Dos tragedias muy recientes han puesto al descubierto una cara de la Argentina diaria, y cada vez más actual, que muy pocos quieren mirar, mucho menos analizar. La tragedias de Carmen de Patagones y República Cromagnon, no sólo dieron tela para que especialistas serios, chantas de cuarta y aprovechadores profesionales vernáculos salieran al ruedo a opinar, sino que también sirvieron a los mediocres propósitos de la canallesca clase de politicastros profesionales y periodistas amarillos para llevar agua a sus molinos partidarios y/o profesionales. No ha habido, en los últimos años, espectáculo más pornográfico que la saga farsesca del Jefe de Gobierno comunal y sus inquisidores, por poner un ejemplo patético.
Sin embargo, más allá de los contenidos psicológicos, sociales y familiares de este pavoroso episodio, ambas tragedias desnudaron las otras miserias de la Argentina que la cultura chimpancé de este país (no veo, no oigo, no hablo… y miento) esconde.
Al “escuchar” a los chicos de la escuela y a los jóvenes sobrevivientes del horror del boliche opinando sobre las tragedias vividas, no pude menos que pensar en la Argentina del futuro cercano. Una Argentina dividida entre una generación balbuceante, apenas alfabetizada, narcotizada por el bombardeo constante de una cultura pauperizada, que cada vez es más numerosa; y otra generación de chicos con oportunidades diversas en lo económico y educacional (aunque no homogéneamente distinta de la anterior), que ve su futuro cada vez más comprometido e hipotecado por políticas que, tozudamente, insisten en querer convertirnos en la primera sociedad de la historia que elige retroceder un siglo en su desarrollo.
No es que no lo supiera antes, lo vengo sosteniendo desde hace años porque son los chicos que recibimos en la universidad, los que vemos todos los días en las calles, en los foros de opinión, en las empresas: un compendio de la destrucción cultural y educacional de este país, servicio a la patria hecho por las políticas que tanto emocionan a nuestras lacras progresistas y a los alcahuetes del populismo.
Confieso mi temor sin límites: ¿estos son los argentinos que van a votar, a trabajar, a estar al frente de instituciones públicas y privadas? ¿Estos son los que uno pretenderá que creen riqueza y mejores oportunidades en las décadas venideras? Mientras escucho estupideces sobre la patria de pie, el presidente valiente y las demás sandeces para corifeos del poder y clientes de punteros peronistas, pienso en mis hijos y si debo, con toda honestidad, aceptar la invitación para radicarme en el exterior.

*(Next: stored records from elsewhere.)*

PR #6854, opened 2022-05-18
Friends list, but still needs work

### LINKED ISSUE #6716: QoL - Friends list for remembering player IDs
Every time you want to start a game with friends you need to get their player IDs and paste them in

Have a way of adding the friends in a list and in NewGameScreen when adding player IDs there can be an option to add from friends list. Easiest way I can think of is to give the user who adds their friend the option to name them, so that we (the code) don't have to keep track of player names and IDs 
To make it clear: When adding a friend you set their name and their player ID. 

In addition the friends list can also remember:
- how many games you've played with X
- how many wins/losses

What do you think ?

alexban011:
resolves #6716 

So the few past days I'm been trying to implement this friends list. I made half the UI: it would still need a button to select a friend in newgamescreen and a screen to edit and show stats about the friend and the ViewFriendsListScreen would also need to load the friends from the FriendsList.json.

My first attempt was to store the friends list in a text file and serialize/deserialize from the string. This is obviously bad so I ditched it and started trying to use JSON. 

EDIT: I didn't mean to mention that issue, I forgot that if I add # it will automatically mention an issue/PR

TODO:
- [x] Create friends list with necessary functions
- [x] make UI for viewing, adding, removing and editing friends
- [x] make UI for selecting friends when creating a new game
- [x] use the right package for FriendsList related files
- [x] remove chosen friends from the list when selecting which friends you want to play with
- [x] don't display the friend selection button if friends list is empty
- [x] check validity of playerID when adding a new friend
- [x] update the ckeckmark after inserting the ID, right now it only updates if you move the cursor in the textbox
- [x] selecting a friend in a player slot where another friend is selected should add the old friend back in the list. Same when changing the id
- [x] make the friend select UI look nicer
- [x] save friendList in GameSettings instead of its own file
- [x] final cleanup  + edit help button
- [x] update template.properties
- [x] thorough testing of every feature / automated tests?


alexban011:
I also tried making the friend class like the following but it wasn't changing the name and ID:

```Kotlin
class Friend{
    var name: String= ""
    var playerID: String = ""

    constructor(name2: String, playerID2: String) {
        this.name = name2
        this.playerID = playerID2
    }
}
```

SomeTroglodyte:
Just some hints:
- `constructor(name: String) { this.name = name }` yes the compiler can tell field and parameter apart. Readability is a different matter.
- For deserialization a no-params constructor is a _must_. If using Gdx Json, which we do. `class Friend(val name: String = "", val playerID: String = "")` would do; `class Friend { lateinit var name: String; lateinit var playerID: String }` probably too.. Note I think these are both not pretty.
- `json.fromJson(MutableList::class.java, Friend::class.java, friendsListFileHandle)` there's such an overload? Didn't know that. Yes, there is... Anyway, a strongly typed fromJson with just one collection class is possible, but - kotlin refuses  `List<String>::class` while `Array<String>::class` is fine. No idea why. Extra zany because `@Suppress("UNCHECKED_CAST")  (Any() as KClass<List<String>>).java` would give you a `Class<List<String>>` just fine but is super ugly...

So I would probably arrive at:
<details>

FriendsList.kt
```kotlin
package com.unciv.ui.multiplayer

import com.badlogic.gdx.files.FileHandle
import com.unciv.json.fromJsonFile
import com.unciv.json.json

class FriendsList: ArrayList<FriendsList.Friend>() {
    companion object {
        private const val friendsListFileName = "FriendsList.json"
        private fun friendsListFileHandle() = FileHandle(friendsListFileName)
    }

    data class Friend(val name: String, val playerID: String) {
        constructor() : this("", "")
    }

    fun addNewFriend(friendName: String, playerID: String) =
        add(Friend(friendName, playerID))

    fun save() {
        json().toJson(this, friendsListFileHandle())
    }

    fun load() {
        val newFriends = json().fromJsonFile(Array<Friend>::class.java, friendsListFileName)
        clear()
        addAll(newFriends)
    }
}
```

FriendsListTest.kt
```kotlin
package com.unciv.testing

import com.unciv.ui.multiplayer.FriendsList
import org.junit.Assert
import org.junit.Before
import org.junit.Test
import org.junit.runner.RunWith
import java.util.*

@RunWith(GdxTestRunner::class)
class FriendsListTest {
    private val friendsList = FriendsList()
    private val friendsList2 = FriendsList()

    @Before
    fun initFriends() {
        friendsList.clear()
        friendsList.addNewFriend("Alice", UUID.randomUUID().toString())
        friendsList.addNewFriend("Bob", UUID.randomUUID().toString())
        friendsList2.addAll(friendsList)
    }

    @Test
    fun friendsRoundTrip() {
        friendsList.save()
        friendsList.clear()
        friendsList.load()
        Assert.assertTrue("This test will pass if a FriendsList serializes and deserializes properly",
            friendsList == friendsList2)
    }
}
```
</details>

... _if_ I wanted them in a separate file. But I'd probably nest them inside our normal GameSettings file.

alexban011:
Thanks @SomeTroglodyte 

Now it adds the friends to the list and displays them in the ViewFriendsListScreen. The refresh button doesn't work correctly at the moment but I gotta go to faculty and then work on a project so I'll continue tomorrow on this.

> if I wanted them in a separate file. But I'd probably nest them inside our normal GameSettings file

If we keep them in a separate file the players can easily import and export them from 1 device to another without importing the settings as well

alexban011:
> Oh, and if you produce a new json in /assets that belongs to the player not to the project, the .gitignore for it should be included in a PR. (remember .git/info/exclude and .gitignore work the same but the former is your private playground while the latter is shared by all here) 

I will add that tomorrow as well. But by "in a PR" you mean I should make a different PR for that or add it in the PR with the friends list ?

alexban011:
Changelog for last commit:
  1. Fixed refresh button and it now refreshes the screen after addin/editing a friend (would the refresh button even be usefull anymore?)
  2. Made load function load the FL correctly (I forgot to clear it before adding the deserialized data)
  3. Added edit button and functionality

alexban011:
Changelog for last commit:
    1. Checked if friendName/playerID of friend is already in friends list before adding it or if the name and ID are actually set
    2. Added button to newgamescreen to select friend from friendlist and a menu to choose the friend.

TODO:
-It needs to remove chosen friends from the list.
-It needs to notice the player to add friends if he tries to open the friend selection menu without having any friends in the friend list
-It needs to look nicer

alexban011:
I don't understand why its saying "Unresolved reference: ViewFriendsListScreen" when AddMultiplayerGameScreen works no problem

SomeTroglodyte:
I only see "Conflicting import, imported name 'PickerScreen' is ambiguous" - probably a bad merge choice. You're merging how? Web? CLI git? Studio? Studio would tell you quickest that there's _two_ identical imports in there, line 10 and line 15.

Actually the output of the Build and deploy action (Details link to the right) is pretty much to the point including line numbers:
```
> Task :core:compileKotlin
e: /home/runner/work/Unciv/Unciv/core/src/com/unciv/ui/multiplayer/MultiplayerScreen.kt: (10, 35): Conflicting import, imported name 'PickerScreen' is ambiguous

> Task :core:compileKotlin FAILED
8 actionable tasks: 8 executed
e: /home/runner/work/Unciv/Unciv/core/src/com/unciv/ui/multiplayer/MultiplayerScreen.kt: (15, 35): Conflicting import, imported name 'PickerScreen' is ambiguous
e: /home/runner/work/Unciv/Unciv/core/src/com/unciv/ui/multiplayer/MultiplayerScreen.kt: (120, 28): Unresolved reference: ViewFriendsListScreen
```
And "Unresolved reference" - well this file doesn't have a matching import, true. I could have failed an interview quiz believing same-package imports were unnecessary, but I don't need to know - Studio knows.

alexban011:
Not sure what I did wrong the first time I merged (Studio) but it should be fixed it now. Too bad I filled the branch with useless commits though

core/src/com/unciv/ui/multiplayer/AddFriendScreen.kt
```diff
@@ -0,0 +1,60 @@
...
+            } else if (friendlist.addFriendErrorType == "id") {
+                ToastPopup("Player ID is already in your friends list!", this)
+            } else if (friendlist.addFriendErrorType == "noName") {
+                ToastPopup("You have to write a name for your friend!", this)
+            } else if (friendlist.addFriendErrorType == "noID") {
+                ToastPopup("You have to write an ID for your friend!", this)
+            } else {
+                backScreen.game.setScreen(backScreen)
+                backScreen.refreshFriendsList()
+            }
```
alexban011, line 55: Should I replace with a when statement ?

alexban011:
I can't figure out how to update the check mark after selecting the friend. 
onPlayerIdTextUpdated() is doing that but I can't call it from outside the class and I can't put it outside the getPlayerTable function as it needs to know to which player it should update the checkmark
And if I call onPlayerIdTextUpdated() after opening the friend list popup it obviously doesn't work since the friend is not selected yet. Somehow I need to call that function after selecting the friend, but I can't think of any way of doing it

core/src/com/unciv/ui/multiplayer/AddFriendScreen.kt
SomeTroglodyte: Studio should automatically tell you to, and even do it for you with those little lightbulbs... You could probably even have only one ToastPopup call with something like `val errorMessave = when (friendlist.addFriendErrorType) { Name -> "Hey that dude's already in here!"... else -> { do and exit } }; Toast(errorMessave...` by no means a request, only food for thought. And that sting code collection reeks like a candidate for a local enum...

alexban011:
Btw why is color "0xff0000ff" not valid, but "0x00ff00ff" is? Is this a bug ?

SomeTroglodyte:
Unsigned Integers are experimental in kotlin, and Color is Gdx, and Gdx is not kotlin-friendly, they're java and have as far as I know not done a single commit to improve kotlin compatibility - from a certain viewpoint that's all right as kotlin is good at consuming java libraries. But java's laxness with signed / unsigned - well, just work around that one. 0xff0000ff is Color.RED for instance, or use public Color (float r, float g, float b, float a), or Color.lerp, Color.brighten or Color.darken your own..........

SomeTroglodyte:
> can't figure out...  onPlayerIdTextUpdated

Can't tell from the diff visible here, and sorry, not enough "drive" at the moment to take the time to pull the branch. Isn't the popup not existing at that point in time yet (or is just opened), and you want stuff to visibly react to outside stuff when you open the popup? Then pass it in in the constructor??? Also. looks long-ish that popup -> own file??

alexban011:
> Isn't the popup not existing at that point in time yet (or is just opened)

it does exist at that point, but if I check right after I open the popup, it checks the ID which isn't set yet

> you want stuff to visibly react to outside stuff when you open the popup?

no, I want it do react after I close the popup

> Also. looks long-ish that popup -> own file??

yes. Its similar to the NationPopup (where you select the nation), so since that one is in its own file I though this one should also be like that

For the copy from clipboard button it makes sense to check the Id right after the button is clicked since it pastes the ID just before the check. But for this it needs to check it after its set. The update() function should do the trick but I'm calling it and it doesn't

alexban011:
Omg I can't believe how easy it actually was. While writing my last comment I thought "if update() draws the entire table why not call the onPlayerIdTextUpdated() function right after declaring it". And yeah that does the trick...

alexban011:
Damn.. the next thing on the TODO list is way harder than I anticipated.. 

The furthest I got to fixing it is to make the friends reappear in the list if you select another friend / click on your user id / paste a user id with the from clipboard button, but changing the ID by hand typing it / CTRL+V doesn't put the selected friend back in the list.

alexban011:
After making some screenshots and/or some videos I'll open the PR.

Should I open this PR to keep the discussion or make a new one and just link this one over there, @SomeTroglodyte ?

SomeTroglodyte:
> keep the discussion or make a new one and just link this one over there, @

Your call. Could make scrolling to new discussion a bit tedious to keep it here, but concise history is also a pro. But be aware that when Issue+PR numbers reach 32768 the repo will crash and all content disappear since it's a 16-bit number.... Oops, 2months-1day late that.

Repaso, con desazón, algunos testimonios post-tragedias. Días después de la matanza en Carmen de Patagones, uno de los compañeros de Junior, un tal Daniel, contaba a La Nación su experiencia con las acciones de contención pergeñadas por las autoridades educativas (tema aparte). En su curso proyectaron Bowling for Columbine (ésta es la clase de solución que sólo pueden proponer los tecnócratas progresistas) y el chico se lamentaba: “La dieron en todos los colegios. Pero como estaba en inglés, yo no entendí nada porque había que leer y las letritas pasaban rápido. Sólo mirábamos las imágenes”. (La Nación, 30/9/04, p.12, las negritas son nuestras).
Al día siguiente del holocausto de Cromagnon, un muchacho en sus tempranos veintes, desesperado por la desaparición de su mujer, explicaba en un noticiero de un canal de aire, en estos términos, por qué había llevado a su hijo de pocos años al boliche: “Mi vieja fue siempre ‘Stone’ y a mí me hizo ‘Stone’ como esha shevándome a recitales; y sho quiero que mi hijo sea ‘Stone’ como sho, loco, por eso lo traje, loco…”.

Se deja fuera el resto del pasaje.